Der Philosoph Alain Finkielkraut, der ursprünglich der linksliberalen
Intellektuellenszene zuzurechnen war und eine Radio-Sendung auf France
Culture (entspricht dem Sender Ö1) leitet, ist bei Weitem nicht so
virulent. Seine Klagen über den Schwund der Autorität und das mangelnde
Beharren auf dem kulturellen Vermächtnis Frankreichs im Schulunterricht
machten ihn aber zu einem Idol nationalkonservativer Kreise. In seinem
Buch "L’identité malheureuse" (Die unglückliche Identität) kritisiert
Finkielkraut eine übermäßige "Kultur der Sühne" im Umgang mit
Jugendlichen aus maghrebinischen und afrikanischen Familien. Das habe
linke Pädagogen veranlasst, zu lange die Augen vor Judenhass und
Frauenverachtung in muslimischen Jugendmilieus zu verschließen.Alle drei – Zemmour, Houellebecq und Finkielkraut – verfassten ihre
Bücher vor den dschihadistischen Morden vom Jänner in Paris. Unmittelbar
darauf kam es zu einem Aufbäumen der Zivilgesellschaft: Die vier
Millionen Demonstranten kamen damals vor allem aus der linken Mitte der
Gesellschaft und hielten den FN auf Distanz.
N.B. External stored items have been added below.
Issue #1217, opened 2020-11-08
Set ellipsize mode in config file?


areographe:
Hey, I noticed that this (or the similar feature of setting ellipsize mode in the command line flags) has been requested [here](https://www.reddit.com/r/qtools/comments/e1v0jd/is_there_a_way_to_start_rofi_in_right/) and [here](https://www.reddit.com/r/qtools/comments/f0o62g/default_ellipsize_option/) earlier this year.

I couldn't see an open feature request on github for it so I'm making one now :)

# Use case

I have a lot of PDFs open when I'm doing academic work, with really long window titles due to the PDF reader showing the full path (a Zotero library with a lot of subfolders), so I generally have to toggle the ellipsis placement (to middle of the line) with <kbd>Alt</kbd><kbd>.</kbd> every time I switch windows with rofi. Would be great to be able to specify this default in `config.rasi`.

Issue #399, opened 2016-05-08
Allow for left/right scroll


sprig:
Hello,

It would be nice if, when run in 'dmenu' mode, one could scroll the results of long strings right and left, and if it was possible to select right/left justification of the list of results.

Would you care to comment on where in the source it would be proper to add this functionality?

DaveDavenport:
right/left align is done based if the text is RTL it is right align LTR 
This will right align:
```
echo -e "\u200f aap" | rofi -dmenu
```

The scrolling is probably not that trivial.  Scrolling text on hover/selected row might be useful.

sprig:
Thanks for the tip!

Scrolling selected row would be useful, but I would rather dynamic R/L justification, if it were a choice.

Usecase:

I have written a small custom script to search files based on filename, in my homedir, for which the UI was via dmenu and was bound to hotkey (e.g. Caps+b then, type a keyword from a paper name). This works surprisingly well, and much faster than anything normal file managers give, for my usecase. The full paths can be quite long (e.g. take almost entire screen width in small font). In rofi, most of the path is obstructed by '...', and esp. the most important part, which is the actual filename.

I got around this by piping to rofi just the filename and making rofi output just line number, which is used to select the line of actual output with the full filename. It would be better, however, if I could examine the entire path because sometimes I have similarly named files residing in different places.

Scroll on select would help here, but I suspect that it will be painfully slow to sift through the files this way.

DaveDavenport:
If I get it right, you want to select between ellipsizing method at runtime.. (select between end, beginning or middle)

sprig:
This is not precisely what I want, but it would be a major step forward in functionality for my use case ideally I would still like to be able to see entire paths somehow, but I understand that since every path has a different length, it is not obvious what is the correct way to implement scrolling. 

Perhaps dynamic ellipsizing together with showing the entire text after a (selectable at invocation) amount of of time for selected text would be 95%+ of what I want.

DaveDavenport:
Having all the text 'scroll'  all the time is not a good solution. This will be very annoying to watch (and hard to read), I have tried this in another program (gmpc's playlist) in the past: It does not work.

Not sure what the right solution is here.

sprig:
I agree - I didn't want all the text autoscrolling all the time. I wanted functioning left/right keys :-)

DaveDavenport:
aah I see.  (Those are already mapped for navigating the text box entry.)

do you want to 'scroll' all entries at once?

[...]

PR #1747, opened 2022-11-19
[WIP] Ellipsize modes

cognitiond:
This PR creates additional functions for setting ellipsize mode; to middle and end along with the already existing start function, and adds command line options to control the initial ellipsize mode: `-ellipsize-mode (start|middle|end)`.

Some things though:
* Is this the right place to implement this?
* How should I give an error? Right now, I'm following how -scroll-method does it, and just reverting to default if invalid, and printing out an error message to stderr, but I'm not sure if this is the right way to print out an error message, especially since I had to forward-declare the error printing function.
* Is the option (-ellipsize-mode) too long?
* This (currently) doesn't apply to the dmenu mode, should I duplicate this code into dmenu_mode_dialog() or is there a better way.

Thanks :)

### DIFF
--- a/config/config.c
+++ b/config/config.c
@@ -106,6 +106,7 @@ Settings config = {
     .tokenize = TRUE,
     .matching = "normal",
     .matching_method = MM_NORMAL,
+    .ellipsize_mode = "end",
 
     /** Desktop entries to match in drun */
     .drun_match_fields = "name,generic,exec,categories,keywords",
--- a/include/settings.h
+++ b/include/settings.h
@@ -98,6 +98,8 @@ typedef struct {
   SortingMethod sorting_method_enum;
   /** Sorting method. */
   char *sorting_method;
+  /** How to ellipsize an entry */
+  char *ellipsize_mode;
 
   /** Desktop entries to match in drun */
   char *drun_match_fields;
--- a/include/view.h
+++ b/include/view.h
@@ -338,9 +338,21 @@ void rofi_capture_screenshot(void);
 void rofi_view_set_window_title(const char *title);
 
 /**
- * set ellipsize mode to start.
+ * Set ellipsize mode to start.
  */
 void rofi_view_ellipsize_start(RofiViewState *state);
+
+/**
+ * Set ellipsize mode to middle.
+ */
+void rofi_view_ellipsize_middle(RofiViewState *state);
+/** @} */
+
+/**
+ * Set ellipsize mode to end.
+ */
+void rofi_view_ellipsize_end(RofiViewState *state);
+/** @} */
 
 /**
  * @param new_x New XIM window x pos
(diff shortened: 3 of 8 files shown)


DaveDavenport:
What is the use-case for this addition?

cognitiond:
You know how people can read words even when the middle letters are mixed up? Having the start and end of a string is much more useful than having only either end, for example with filesystem paths, or URLS, or command lines, or really just any long string.
Also, it was requested by #1217 and [this comment](https://github.com/davatorium/rofi/issues/399#issuecomment-614819946).

More generally, it's just exposing underlying functionality that already exists, but can't currently be accessed by the user.

DaveDavenport:
> You know how people can read words even when the middle letters are mixed up? 

I have no clue how typoglycemia is relevant.  Do you want an option that scrambles the  characters in the middle of certain words?

In general the requirement for this to work for people, from what I've read in the past (it does no work for me unless I typed it myself, thx dyslexia ), is that the word length does not change and the scrambled word is relatively short. No words are removed and function words are not scrambled, etc..  This is not something ellipsizing does, it is even very unlikely as you use ellipsizing to shorten the whole line...


I was (partially) asking for the use-case to see , if we add this option, how to best add this option..
We could also make a flag on listview to set default ellipsize mode.

```css
listview {
ellipsize: middle;
}
```
or on the actual textbox? 
```css
element-text {
ellipsize: middle;
}
```
2ndly  I am partially unsure for the use-case for this.  Why would you want to display content that you already know is going to be to long to display most of the time (for the rare to long string, we have the keybinding)?
In case of filepaths+names,  why show the full path name if you then set an option to cut most of it off again?
Wouldn't it be better to format it so its more useful, f.e.:
```<b>{filename}</b> <span size='x-small'>{directory}</span>```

Aber die damalige blutige
Geiselnahme in einem koscheren Supermarkt und die fast gänzliche
Auslöschung der prominentesten, linken und anti-rassistischen
Karikaturisten Frankreichs, die in der Redaktion von Charlie Hebdo
versammelt waren, wirken nach. Auch weltoffene Milieus laborieren an der
demoralisierenden Langzeitwirkung dieser Ereignisse Die Kluft gegenüber
Muslimen ist größer geworden.Zuletzt überraschte der Philosoph Michel Onfray mit FN-nahen Äußerungen.
Dabei hatte der prominente Verfechter eines libertären Sozialismus
ursprünglich eine "Volksuniversität" gegründet, die dem FN
entgegenwirken sollte. Nunmehr wirft Onfray den Sozialisten nicht nur
vor, dass sie sich der "neoliberalen EU unterworfen" hätten. Onfray
nimmt auch Anstoß an den "großen Inszenierungen der Brüderlichkeit für
die aufgenommenen ausländischen Bevölkerungen". Zur gleichen Zeit würden
sich etwa "ein ruinierter Bauer, ein Langzeitarbeitsloser oder ein
verarmter Rentner fragen, was für ihn unternommen werde". Marine Le Pen
würde "zu diesem Volk sprechen", lobt Onfray.